The analogy in regards to the soil is the disruption of the microbiome by chemical inputs that degenerate the health of the entire food chain from soil to plant to person or animal.
In The Hidden Half of Nature, Montgomery and Biklé wrote: “Pesticides and herbicides have also altered soil microbiota in ways we do not fully understand. Some studies, however, point to the effects that echo the basic problem with the Western diet–like overconsuming refined carbohydrates, excessive use of agrochemicals feeds the bad actors and starves the good ones.”
A highly diverse, well-balanced community of predominately beneficial microbes is the key to both personal and soil health. A core tenet in seeking to preserve an ecosystem’s biodiversity is to maintain, not only a large number of organisms, but a wide array of species. That combination is the foundation for establishing resilient health in the soil as well as the human microbiome.
Our connection to nature is often overlooked or undervalued. As we degrade biodiversity in nature, it could well come at a cost to human health. In the aforementioned article “Linking the Gut Microbial Ecosystem with the Environment,” the authors hypothesize that: “Urban development leading to the loss of local habitats and biodiversity may be detrimental to human health by depleting or otherwise altering the reservoirs of environmental microbes.”

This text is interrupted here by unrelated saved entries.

PR #480, opened 2023-08-18
Feature/nrlf 563 sort immutable fields

andrewrae5-nhs:
added sorting to immutable fields, as per [NRLF-563](https://nhsd-jira.digital.nhs.uk/browse/NRLF-563)

### DIFF
--- a/api/producer/updateDocumentReference/src/v1/handler.py
+++ b/api/producer/updateDocumentReference/src/v1/handler.py
@@ -77,13 +77,32 @@ def document_pointer_exists(
     )
 
 
+def _sort_key(key):
+    """
+    Sorts lists and dictionaries recursively to enable comparisons of sorted objects.
+    Dictionaries are sorted by key, and otherwise lists are sorted by value. Lists of
+    dictionaries are sorted by the dictionary key. Dictionaries are transformed into
+    lists of tuples, again noting that the output of this function is intended for
+    deterministic sorted comparisons.
+    """
+    if type(key) is list:
+        return sorted((_sort_key(k) for k in key), key=_sort_key)
+    elif type(key) is dict:
+        return [(k, _sort_key(key[k])) for k in sorted(key.keys())]
+    return key
+
+
+def _keys_are_not_equal(a, b):
+    return _sort_key(a) != _sort_key(b)
+
+
 def _validate_immutable_fields(
     a: dict, b: dict, immutable_fields: set = IMMUTABLE_FIELDS
 ):
     immutable_keys_in_a = immutable_fields.intersection(a.keys())
     immutable_keys_in_b = immutable_fields.intersection(b.keys())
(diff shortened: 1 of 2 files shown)


api/producer/updateDocumentReference/src/v1/handler.py
```diff
@@ -77,13 +77,36 @@ def document_pointer_exists(
...
+        key_values = list(key.items())[0][1]
+
+        if type(key_values) == dict:
+            return dict(sorted(key_values.items()))
+        elif type(key_values) == list:
+            keys_list = []
+            for sub_keys in key_values:
+                keys_list.extend(list(sub_keys.keys()))
+
+            return sorted(key_values, key=lambda item: sorted(keys_list)[0])
```
jaklinger, line 94: would the following not be sufficient (would sort any dictionary by keys then sort all values):

```suggestion
        return {k: _sort_key(key[k]) for k in sorted(key.keys())}
```

api/producer/updateDocumentReference/src/v1/handler.py
```diff
@@ -77,13 +77,36 @@ def document_pointer_exists(
     )
 
 
+def _sort_key(key):
+
+    if type(key) == list:
+        return sorted(key)
```
jaklinger, line 83: does not work for list of dict, or a list of list, etc, i'd suggest:

```suggestion
        return sorted(key, key=_sort_key)
```

api/producer/updateDocumentReference/src/v1/handler.py
jaklinger, line 1: in other words, suggest to flatten function to:

```python
def _sort_key(key):
    if type(key) is list:
        return sorted(key, key=_sort_key)
    elif type(key) is dict:
        return [(k, _sort_key(key[k])) for k in sorted(key.keys())]
    return key
```

api/producer/updateDocumentReference/tests/unit/test_update_document_reference_v1_steps.py
```diff
@@ -81,6 +82,134 @@ def test_compare_immutable_fields_success(mock__make_timestamp):
...
+            "custodian": {"S": "Y05868"},
+            "source": {"S": "NRLF"},
+            "type": {"S": "http://snomed.info/sct|736253002"},
+            "updated_on": {"S": "2022-10-25T15:47:49.732Z"},
+            "version": {"N": "1"},
+            "author": [
+                {"id": "a", "reference": "b"},
+                {"id": "b", "reference": "a"},
+                {"reference": "c", "display": "d"},
+            ],
```
jaklinger, line 167: to fix the broken test:

```suggestion
```

andrewrae5-nhs: whooops! strange, worked before :/

jaklinger (approved):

Hopefully, we can now agree that the unintended and indiscriminate depletion and destruction of microorganisms is just not a good idea. We could be eliminating lifeforms that have been our indispensable allies for eons. Modern science is just scratching the surface of our understanding of these sophisticated, invisible civilizations that we have evolved with and depend on. And as Bob Cannard implied, those microscopic life forms are much more an intimate part of who we are than we previously could have imagined.